Quella che porta all'uscita del paese dall'Eurozona e forse anche dalla Ue. L'Italia, in altre parole, da un punto di vista finanziario è salita sulla passerella e sotto c'è un mare pieno di squali: pur restando ancora tra gli emittenti considerati più affidabili (che i tecnici chiamano investment grade) è a due passi dai paesi che hanno una maggiore probabilità di fallire.
Già a inizio settembre, quando si sperava ancora in un Def sotto il segno di Tria, gli esperti Fidelity International, braccio internazionale del fondo americano Fidelity, che gestisce patrimoni per quasi 2.500 miliardi di dollari, ricordavano che comunque esisteva "una non insignificante possibilità di una Italexit o di una ridenominazione" del debito in lire e che ciò rientrava nelle previsioni degli investitori: il rendimento a 3 anni dei Btp un mese fa suggeriva, infatti, che i mercati stimassero "circa il 20% di probabilità di una ridenominazione, con un taglio del 30%". E la situazione dopo il muro contro muro tra Roma e Bruxelles è peggiorata.
Fitch il 31 agosto ha mantenuto il giudizio a tripla B e rivisto l'outlook sul paese a negativo.

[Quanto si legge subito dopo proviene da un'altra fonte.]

PR #227, opened 2020-03-31
Selectively toggle service label based on environment variable.

shdubsh:
Add env variable toggle to selectively disable service label.
Normalize Prometheus metric name and label keys and values.

Bug: T247820

### DIFF
--- a/lib/metrics/index.js
+++ b/lib/metrics/index.js
@@ -53,6 +53,16 @@ class Metrics {
         return this.serviceName;
     }
 
+    // T247820: Selectively disable service label based on environment variable.
+    // Intended for production use case where the service label will be set
+    // by the Prometheus server.
+    getServiceLabel() {
+        if (process.env.METRICS_SERVICE_LABEL_ENABLED === 'false') {
+            return {};
+        }
+        return { service: this.serviceName };
+    }
+
     fetchClient(name) {
         return this.clients.find((client) => {
             return client.constructor.name === name;
--- a/lib/metrics/prometheus.js
+++ b/lib/metrics/prometheus.js
@@ -17,6 +17,9 @@ class PrometheusMetric {
                 });
             }
         }
+        options.prometheus.name = this._normalize(options.prometheus.name);
+        options.prometheus.labelNames = options.prometheus.labelNames || [];
+        options.prometheus.labelNames = options.prometheus.labelNames.map(this._normalize);
         this.metric = new this.client[options.type]({
             name: options.prometheus.name,
             help: options.prometheus.help,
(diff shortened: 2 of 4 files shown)


lib/metrics/index.js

Il 26 ottobre è atteso il giudizio di S&P (finora ha affibbiato all'Italia una tirpla B) e il 31 ottobre quello più temuto, perché ha già preannunciato un revisione e quindi un taglio, di Moody's (l'Italia ha Baa che corrisponde alla tripla B), che a fine agosto però aveva deciso di rinviare la decisione sul rating proprio in attesa della pubblicazione della nota di aggiornamento del Def.
Ricordiamo che il "rating" è il giudizio attribuito da un'agenzia specializzata alle capacità di una società o di uno Stato di pagare i propri debiti, misurando la solvibilità dei titoli obbligazionari emessi, mentre l'outlook indica le stime di crescita per il paese oggetto di valutazione (può essere positivo, negativo o stabile). La tripla B di Fitch, ad esempio, significa: paese con "adeguate capacità di rispettare gli obblighi finanziari. Tuttavia, condizioni economiche avverse o cambiamenti delle circostanze sono più facilmente associabili ad una minore capacità di adempiere agli obblighi finanziari assunti".

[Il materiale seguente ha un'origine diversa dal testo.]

PR #228, opened 2020-04-08
Add support for having named logging levels

akosiaris:
Why:
service-runner, when logging to stdout delegates to bunyan stdout
logging process that ends up creating log entries with level specified
as an integer, even though the code everywhere might be using named
levels. This hasn't been a problem up to now because we sparringly
relied on that, but with the move to service-runner apps on kubernetes
and the logging pipeline this is starting to cause issues, namely
https://phabricator.wikimedia.org/T239459. It would be nice if
service-runner allowed to log to stdout named loglevels

What:
Add a simple, albeit probably inefficient function due to all the JSON
encoding/decoding that wraps process.stdout and changes the level
attribute from an integer to a string. Provide it as an additional
stream.

The output looks like this:

{"name":"myapp","hostname":"buster","pid":5835,"level":"INFO","msg":"This is logging","time":"2020-04-08T09:03:09.294Z","v":0}

instead of:

{"name":"myapp","hostname":"buster","pid":5835,"level":30,"msg":"This is logging","time":"2020-04-08T09:03:09.294Z","v":0}

Bump service-runner version to reflect the change

Bug: T239459

### DIFF
--- a/lib/logger.js
+++ b/lib/logger.js
@@ -12,6 +12,17 @@ function extractSimpleLevel(levelPath) {
     return typeof levelPath === 'string' && levelPath.split('/')[0];
 }
 
+function NamedLevelStdout() {
+    return {
+        write: (entry) => {
+            // Kind of inefficient approach
+            var logObject = JSON.parse(entry);
+            logObject.level = bunyan.nameFromLevel[logObject.level].toUpperCase();
+            process.stdout.write(JSON.stringify(logObject) + '\n');
+        }
+    };
+}
+
 const streamConverter = {
     gelf(stream, conf) {
         let host = stream.host;
@@ -43,6 +54,12 @@ const streamConverter = {
     stdout(stream, conf) {
         return {
             stream: process.stdout,
+            level: stream.level || conf.level
+        };
+    },
+    namedstdout(stream, conf) {
+        return {
+            stream: NamedLevelStdout(),
             level: stream.level || conf.level
         };
     },
--- a/lib/logger.js
+++ b/lib/logger.js
@@ -1,5 +1,6 @@
 'use strict';
 
+const Writable = require('stream').Writable;
 const bunyan = require('bunyan');
 const gelfStream = require('gelf-stream');
 const syslogStream = require('bunyan-syslog-udp');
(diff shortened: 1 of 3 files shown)


akosiaris:
I fail to see how I can debug the failed tests. I see that `npm test` failed, but I get a 

`We are currently unable to download the log. Please try again later.` when I try to see why. I already waited 2 hours, did this thing work in the past?

clarakosi:
Hmm, maybe the logs were delayed? I see it now when I go to the details[1] and also in the actual files[2].

You are missing parenthesis around `entry` in line 17 of logger.js

1. https://github.com/wikimedia/service-runner/pull/228/checks?check_run_id=570240867
2. https://github.com/wikimedia/service-runner/pull/228/files

akosiaris:
@clarakosi, sigh no it turns out my browser was blocking the XHR to fetch those. But thanks! I 'll fix that shortly :)

Pchelolo:
So, a few comments:
1. Why not make the logging pipeline understand these levels?
2. In order to avoid JSON decoding/encoding, you need to define your stream as 'raw' https://github.com/trentm/node-bunyan#stream-type-raw - then it will get non-encoded objects passed.
3. The stream implementation should be a class extending node native Writable stream and overriding '_write' method and created in an object mode. Right now you're abusing node dynamic nature. I can help with that if you want, it would be faster for me to write it then to explain what should be done :)
4. There's no way you'd need both named and default stdout stream. Should we just support a property in stdout stream configuration that will name the levels instead of building a new stream?

akosiaris:
> 1. Why not make the logging pipeline understand these levels?

That would make the pipeline aware of unique to `bunyan` internals for which there is no guarantee there will be no change in semantics, format, type etc at some point in the future.

> 2. In order to avoid JSON decoding/encoding, you need to define your stream as 'raw' https://github.com/trentm/node-bunyan#stream-type-raw - then it will get non-encoded objects passed.

Oh, nice. I did not know that.

> 3. The stream implementation should be a class extending node native Writable stream and overriding '_write' method and created in an object mode. Right now you're abusing node dynamic nature. I can help with that if you want, it would be faster for me to write it then to explain what should be done :)

I 'll admit I only have a vague understanding of what that entails. If you feel it will easier for you to just write it, please feel free to.

> There's no way you'd need both named and default stdout stream. Should we just support a property in stdout stream configuration that will name the levels instead of building a new stream?

I supported both ways just to ease the migration of services from the default to the named format.  But if we can just have a property the achieves the same thing, even better.

Pchelolo:
> I 'll admit I only have a vague understanding of what that entails. If you feel it will easier for you to just write it, please feel free to.

Done :) 

Given that I mostly rewrote your code, I would like to reverse the review now, could you review my code now? :)

lib/logger.js
```diff
@@ -41,8 +61,22 @@ const streamConverter = {
...
+                level: stream.level || conf.level
+            };
+        } else {
+            return {
+                stream: process.stdout,
+                level: stream.level || conf.level
+            };
+        }
+    },
+    namedstdout(stream, conf) {
```
akosiaris, line 77: I guess we no longer need this function?

akosiaris:
> Given that I mostly rewrote your code, I would like to reverse the review now, could you review my code now? :)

Cosa potrebbe accadere dunque dopo che si saranno espresse S&P e Moody's? Una doppia bocciatura, ormai, appare scontata alla maggior parte degli investitori, anche se di un solo "notch". Significa mettere un segno all'attuale voto (BBB- e Baa2). Se dovesse succedere, il nostro paese si ritroverebbe proprio sulla soglia dei junk bond e lo spread con i titoli di stato dell'Eurozona considerati più affidabili aumenterebbe ancora dagli attuali livelli, perché gli investitori sarebbero disposti a comprare titoli italiani solo a fronte di un rendimento ancora più alto. Inoltre, da ottobre l'ombrello della Bce si è ristretto, perché sono stati ridotti ulteriormente gli acquisti mensili di titoli di stato dell'area euro in vista di uno stop a inizio 2019 (fine del QE).

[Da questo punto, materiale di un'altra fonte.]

PR #232, opened 2020-10-22
Prom metrics

clarakosi:


lib/metrics/prometheus.js
```diff
@@ -32,7 +32,10 @@ class PrometheusMetric {
     _handleStaticLabels(labels) {
         if (this.staticLabels !== undefined) {
             Object.keys(this.staticLabels).forEach((name) => {
-                labels.unshift(this.staticLabels[name]);
+                const normalizedLabel = this._normalize(this.staticLabels[name]);
```
Pchelolo, line 35: Can you move this normalization of static labels into constructor so that you do it once?

e.g. this.staticLabels = options.prometheus.staticLabels.map(this._normalize) or something?

PR #233, opened 2020-12-08
Fix label modifications in statsd and prometheus

clarakosi:


lib/metrics/prometheus.js
```diff
@@ -47,49 +49,56 @@ class PrometheusMetric {
     }
 
     increment(amount, labels) {
-        this._handleStaticLabels(labels);
-        labels = labels.map(this._normalize);
-        this.metric.labels.apply(this.metric, labels).inc(amount);
+        let updatedLabels = labels;
```
Pchelolo, line 52: Javascript doesn't create a copy on assignment. This is still pointing to exact same array. This patch changes nothing...

You need to actually clone the labels array... let updatedLabels = [...labels] will work. Just check this syntax works with node 6. Alternatively, let updatedLabels = labels.map(label => label) should work too.

lib/metrics/prometheus.js
```diff
@@ -6,27 +6,29 @@ const Prometheus = require('prom-client');
...
+        if (this.options.labels === undefined) {
+            this.options.labels = { names: [] };
         }
-        this.staticLabels = options.prometheus.staticLabels;
+        this.staticLabels = this.options.prometheus.staticLabels;
         if (this.staticLabels !== undefined) {
             if (Object.keys(this.staticLabels).length > 0) {
                 Object.keys(this.staticLabels).forEach((name) => {
-                    options.labels.names.unshift(name);
+                    this.options.labels.names.unshift(name);
```
Pchelolo, line 17: This actually modifies the original labels and original options still. Everything is passed/assigned by reference.

Pchelolo: You can depend on https://www.npmjs.com/package/lodash.clonedeep and use it to create deep copies where needed. Like here it will be this.options = cloneDeep(options) and then you modify this.options like you did.

clarakosi: Updated and tested with node 6

lib/metrics/prometheus.js
```diff
@@ -47,49 +50,56 @@ class PrometheusMetric {
     }
 
     increment(amount, labels) {
-        this._handleStaticLabels(labels);
-        labels = labels.map(this._normalize);
-        this.metric.labels.apply(this.metric, labels).inc(amount);
+        let updatedLabels = [...labels];
+        this._handleStaticLabels(updatedLabels);
```
Pchelolo, line 54: Would actually be nicer if you clone them inside handleStaticLabels and return new labels.

then here you would be like `const updatedLabels = this._handleStaticLabels( labels );`. More readable.

Pchelolo (changes requested):
One more nitpick

lib/metrics/prometheus.js
```diff
@@ -47,49 +52,49 @@ class PrometheusMetric {
     }
 
     increment(amount, labels) {
-        this._handleStaticLabels(labels);
-        labels = labels.map(this._normalize);
-        this.metric.labels.apply(this.metric, labels).inc(amount);
+        let updatedLabels = this._handleStaticLabels(labels);
```
Pchelolo, line 55: const. it can be const now.

Pchelolo (changes requested):
one more nit pick

lib/metrics/prometheus.js
clarakosi: But we are re-assigning it in the next line

Pchelolo: Can you merge the lines? 

```
const updatedLabels = this._handleStaticLabels(labels).map(this._normalize);
```
?

Pchelolo: const is always much better then let.

PR #234, opened 2021-01-11
Remove logging when no metrics are passed in

clarakosi:


lib/base_service.js
```diff
@@ -394,8 +394,7 @@ class BaseService {
 
             // And metrics clients, massaging it into an array
             if (!Array.isArray(config.metrics)) {
-                config.metrics = config.metrics || {};
-                config.metrics = [config.metrics];
+                config.metrics = Object.keys(config.metrics).length === 0 ? [] : [config.metrics];
```
Pchelolo, line 397: Object.keys(undefined) will produce a TypeError. Why do you need Object.keys here?

clarakosi: I wanted to confirm if the object was empty since it was being defaulted to an empty object as part of `_sanitizeConfig()`

Pchelolo: Do `(!config.metrics || !Object.keys(config.metrics).length)` just to be sure

clarakosi: 👍

PR #235, opened 2021-03-31
Bugfix: clone labels when interpolating metric name

shdubsh:
When the log metrics output is first in line,
`metrics.utils.formatLabels` will mutate the labels array.
This mutation will leak to the other metrics clients and manifest
as an Invalid number of arguments in prom-client.

Bug: T278141


Pchelolo:
Makes sense to me, please bump a version. Will leave to @clarakosi to have a look, she was working on this code recently.

clarakosi (approved):

PR #236, opened 2021-04-15
Drop Node 6 support and bump to 3.0.0

jdforrester:
Fixes https://phabricator.wikimedia.org/T240727
Addresses https://github.blog/2021-09-08-github-security-update-vulnerabilities-tar-npmcli-arborist/


.github/workflows/nodejs.yml
```diff
@@ -9,13 +9,13 @@ jobs:
 
     strategy:
       matrix:
-        node-version: [6.x, 10.x, 12.x]
+        node-version: [10.x, 12.x]
```
Pchelolo, line 12: Yeah, that's a thing. There's still some stuff running 6 :(

jdforrester: Sure, but they won't be getting new versions of this.

Pchelolo: in that case, please bump a version of the package. Practically this means dropping node version support, so maybe let's respect server and go major?

jdforrester: Sure, done.

sbassett29:
So the tests are ostensibly failing on npm not liking `gc-stats@1.5.0`.  Assuming we want to keep the optional dependency ([do we?](https://phabricator.wikimedia.org/T290618#7353360)) could we just version it at `github:dainis/node-gcstats#fd4ea294c9a0eda05a760348424df2ce072659ea` as `npm i` builds it in package-lock.json?  There's [some precedent](https://gerrit.wikimedia.org/g/mediawiki/libs/Dodo/+/1ad980abf89712bad61a0e600efe1c2cfc79c0a2/package-lock.json) for doing this in production code.

Pchelolo:
As I indicated on the ticket I think we should just drop the feature entirely.

package.json
```diff
@@ -48,14 +48,14 @@
     "yargs": "^14.2.2"
   },
   "optionalDependencies": {
-    "gc-stats": "^1.4.0",
+    "gc-stats": "dainis/node-gcstats#fd4ea294c9a0eda05a760348424df2ce072659ea",
```
Pchelolo, line 51: If #240 lands this will not be needed.

Pchelolo (approved):
Needs a rebase, afterwards we can release this.

jdforrester:
> As I indicated on the ticket I think we should just drop the feature entirely.

Done (I think).

Pchelolo:
haha, great minds think alike #240

jdforrester:
I'll rebase mine onto yours, much simpler.

PR #238, opened 2021-07-07
Don't normalize prometheus label values

ottomata:
Slight refactor of prometheus label names initialization.  Should
be a no-op that just makes the code a bit more readable.


shdubsh (approved):
LGTM, Thanks!

ottomata:
@Pchelolo realized we need this too.  Can we merge this and make a new service-runner release (2.8.4?) and then I can patch service-template-node to use that?

Pchelolo:
Released and published.

ottomata:
Thank you!

PR #240, opened 2021-09-15
Remove GC stats feature

Pchelolo:
The feature emits metrics about garbage collection.
To my knowledge these metrics have never benefitted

Tutto ciò significa anche una maggiore spesa per interessi nei prossimi mesi e anni per lo Stato e, quindi, meno soldi da destinare a infrastrutture, sanità, pensioni e promesse elettorali (come il reddito di cittadinanza). In questo contesto, il Btp insomma sarebbe considerato un "quasi junk bond" dagli investitori stabili e di lungo periodo, come i fondi pensione, i fondi comuni e le assicurazioni, che seguono politiche di investimento che diversificano il più possibile il portafoglio e mettono un tetto massimo ai titoli più rischiosi.
Ancor più grave, infine, sarebbe la perdita della tripla B (Baa per Moody's) che provocherebbe l'automatica esclusione dei Btp dai più importanti indici obbligazionari mondiali, scatenando la liquidazione "forzata" dei titoli di Stato italiani da parte di molti investitori esteri, inclusa la stessa Bce, come è accaduto già a Grecia e Cipro. Facile immaginare che, in quest'ultimo caso, lo spread coi Bund schizerebbe alle stelle, ai livelli dei titoli di Atene e forse oltre. E a un passo, in questo caso, ci sarebbe sul serio il default del paese.